Recuerdo claramente que cuando era un niño y acudía a mis clases de catecismo, la catequista en turno nos hablaba del *Herodes papá* y del* Herodes hijo* para distinguir al uno del otro. Como ya lo he mencionado, dentro de un contexto histórico-religioso, para distinguir al progenitor del vástago al primero se le nombra como *Herodes El Grande* y al segundo se le agrega su nombre secundario para llamarlo así *Herodes Antipas*. Por cierto que el padre de *Herodes El Grande *(y abuelo de* Herodes Antipas)* fue *Antipas II* quien a su vez fue hijo de *Antipas I *(siendo este último el abuelo y el bisabuelo de *Herodes el Grande* y de *Herodes Antipas* respectivamente).
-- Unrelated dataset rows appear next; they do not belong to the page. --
PR #4198, opened 2016-04-20
Histogram deals better with ill-defined ranges (#3660)

### LINKED ISSUE #3660: Histogram empty plot with negative values
We observed that plotting of an unique negative value vector does print an empty Histogram. This is quite an artificial test case, however we would like to report it.

```
from bokeh.charts import Histogram, output_file, show, vplot, hplot, Bar, defaults

arr = [-21, -21, -21, -21, -21]

output_file("Hist.html")
p1 = Histogram(arr, title="Histogram", xlabel="Distances", ylabel="Counts", bins=2)
p1.x_range = Range1d(-25, 25) 
         
p = vplot(hplot(p1))
show(p)
```

almarklein:
Fixes #3660 

I played with different approaches to deal with this problem, but this seemed to be the least intrusive. The problem can be considered an upsteam problem of pandas: Pandas selects bin bounds that are 1% wider than the actual min/max range, to ensure inclusion of all values. When the data is no range (e.g. `[3, 3, 3]`), the bin width seems to be 1% of the (mean) *value* of the data. This breaks down for values that are zero or smaller than zero though. This PR fixes this by specifying bin bounds when the data std is zero.

### DIFF
--- a/bokeh/charts/stats.py
+++ b/bokeh/charts/stats.py
@@ -334,7 +334,18 @@ class Bins(Stat):
         self.bin_column = self.column + bin_str
         bin_models = []
 
-        binned, bin_bounds = pd.cut(self.bin_stat.get_data(), self.bin_stat.bin_count,
+        data = self.bin_stat.get_data()
+        bins = self.bin_stat.bin_count
+
+        # Choose bin bounds when data range is ill-defined; pd.cut()
+        # does not handle this well for values that are <= 0
+        if data.size < 2:
+            raise ValueError('Histogram data must have at least two elements.')
+        if data.ndim == 1 and not data.std():
+            margin = 0.01 * abs(float(data[0])) or 0.01
+            bins = np.linspace(data[0] - margin, data[0] + margin, bins+1)
+
+        binned, bin_bounds = pd.cut(data, bins,
                                     retbins=True, include_lowest=True, precision=0)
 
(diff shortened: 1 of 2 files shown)


bokeh/charts/stats.py
```diff
@@ -334,7 +334,18 @@ def calculate(self):
...
 
-        binned, bin_bounds = pd.cut(self.bin_stat.get_data(), self.bin_stat.bin_count,
+        data = self.bin_stat.get_data()
+        bins = self.bin_stat.bin_count
+
+        # Choose bin bounds when data range is ill-defined; pd.cut()
+        # does not handle this well for values that are <= 0
+        if data.size < 2:
+            raise ValueError('Histogram data must have at least two elements.')
+        if data.ndim == 1 and not data.std():
```
bryevdv: I think `data.std() == 0` would express the intent a bit more clearly

bryevdv:
Looks pretty good, needs to be documented somewhere, preferably with an inline plot in the docs.

bryevdv:
@almarklein as a concrete suggestion, a one or two line note in the docstring would be sufficient.

almarklein:
@bryevdv docstring updated. Since this is a fix to get the histogram producing more or less useful output for ill-defined data, I think an example is not necessary.

bryevdv:
LGTM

Por último, deseo comentar que *es de llamar poderosamente la atención* el hecho de que *una costumbre que ha estado presente en el seno de las sociedades humanas desde hace miles de años no haya recibido todavía nominativo alguno* (al menos en la lengua castellana).



Hasta luego.


----------



## bb008

bb008 said:


> Hola
> 
> Sin embargo, tengo entendido que se les llama JUNIOR a los hijos que tiene el nombre de su padre. No me pregunten por qué.


 

Después de tan magna explicación por parte de Crisipo, lo mucho que puedo aportar e indicar que en contraposición sobre el nombre dado al primogénito, he escuchado que al hijo menor se le llama Benjamín. Es decir, yo tenía entendido que le llamaban Junior al hijo mayor y Benjamín al menor.


----------



## ROSANGELUS

Hola Bb, que yo sepa junior sería el hijo que se llame igual al padre, sin importar en que orden nació con respecto a los hermanos.
Por cierto, mi hijo menor se llama José Fernando , igual a su Padre y a veces escribo o dijo, cuando estoy con la familia del padre, Jose Fernando Jr. para diferenciar a quien me refiero.
Pero nunca le diría , Junior para llamarlo a él...


----------



## bb008

ROSANGELUS said:


> Hola Bb, que yo sepa junior sería el hijo que se llame igual al padre, sin importar en que orden nació con respecto a los hermanos.
> Por cierto, mi hijo menor se llama José Fernando , igual a su Padre y a veces escribo o dijo, cuando estoy con la familia del padre, Jose Fernando Jr. para diferenciar a quien me refiero.
> Pero nunca le diría , Junior para llamarlo a él...


 

Si Rosa, pero es una modalidad, tú lo acabas de decir para diferenciarlo cuando están los dos juntos padre-hijo. En el caso de "Benjamín" pasa igual, no es que se llame "Benjamín", sino que a nivel familiar, cuando alguien pregunta y quienes es el menor de la familia: el "Benjamín" de la familia es fulanito, o zutanito. Aparte hay personas que le llaman a su hijo Junior cuando llevan el mismo nombre, claro está que la mayoría de la veces es el primogénito quién lleva el nombre del padre. No sé si me expliqué...


----------



## Crisipo de Soli

Hola a todos los miembros de este foro:

Después de varios meses de seguir buscando de manera infructuosa, he llegado a la conclusión de que no existe en el idioma castellano actual una palabra o expresión en lo particular que sea usada para denotar a la aludida costumbre tan ancestral consistente en nombrar a un hijo con el mismo apelativo de su padre, por lo mismo me atrevo a proponer que tal costumbre sea designada mediante la expresión “*patronimicismo nominal*” y por analogía a la costumbre consistente en bautizar a una hija con el mismo apelativo de su madre se le podría designar como “*matronimicismo nominal*”. Estos términos me parecen los más adecuados en el sentido de que hacen explícito que se está hablando del nombre y no del apellido.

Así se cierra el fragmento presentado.